Tuesday, July 14, 2009

ahun ahun ahun AHUN AHUN AHUN AHUN ahun ahun....

It's effing addictive this song !

(lurve aajkal)

Tuesday, May 5, 2009

Sometimes reading this blog makes me think how the complexity of feeling and the constant need for it, is most simplistic.

I was reading Safdar Hashmi today, talking about his dreams for theatre, for the people. His almost innocent, unflinching belief in hope struck me. It made my easy cynicism uncomfortable. A man beaten to death for performing a play outside a factory. In an interview he says, "when the emergency was declared, many of our friends were arrested we got scared as hell. We thought we were a threat to the Indian State. We exaggerated our own threat and thought we were bound to be arrested and tortured. So we disappeared, We didn't perform anymore..."

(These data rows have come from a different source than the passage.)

PR #651, opened 2020-05-27
better gh workflows

moonso:
This PR updates the GitHub Actions workflows. 
It was confusing when mixing when different workflows should be executed (`push`, `pull_request`). Now everything will run for every push and opened PR.

Black is now allowed to edit files, if this PR is merged then all files will automatically be blacked by the bot in every PR. You might see that in the "files changed" :)


moonso:
Could someone have a quick look at this @barrystokman or @patrikgrenfeldt ?

barrystokman:
> Could someone have a quick look at this @barrystokman or @patrikgrenfeldt ?

I'll have a look

moonso:
I wonder if it blacked everything again since we use line length of 100 in the action...

.github/workflows/lint_and_install.yml
```diff
@@ -0,0 +1,123 @@
...
+      # [0|0|436] [mans.magnusson@hasta:~] [P_main] 3s $ date
+      # Wed May 27 16:44:09 CEST 2020
+      # [0|0|436] [mans.magnusson@hasta:~] [P_main] $ python --version
+      # Python 3.7.1
+      # (prod170926) [hiseq.clinical@hippocampus ~]$ date
+      # Wed May 27 16:44:09 CEST 2020
+      # (prod170926) [hiseq.clinical@hippocampus ~]$ python --version
+      # Python 3.6.2 :: Continuum Analytics, Inc.
+      # (prod170926) [hiseq.clinical@hippocampus ~]$ pip --version
+      # pip 9.0.1
```
barrystokman, line 64: Can we store this information somewhere instead of in comments here?

moonso: I was also thinking about it but could not get any idea where... any suggestion? I think it is good to show why we are choosing these specific versions and where to update information when environments are updated

barrystokman: Maybe a markdown file in `cg/.github/workflows`?

moonso: Good idea! I added that

moonso:
I'll merge and deploy then 👍

moonso:
Skärmavbild 2020-05-28 kl  13 08 24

He wouldn't have known, the lines would ring as comically prophetic and piercingly satirical one day.

I was born many years after the emergency he refers to was lifted.

He was murdered in public just a few days after my second birthday, leaving me and those born since with the knowledge that the emergency was always in continuum and the response could be either- hope that smells of sweat(as Safdar and those like him would have most days of their lives) or cynicism, the smell of my air conditioned classroom.

I choose the latter too many times, this blog tells me.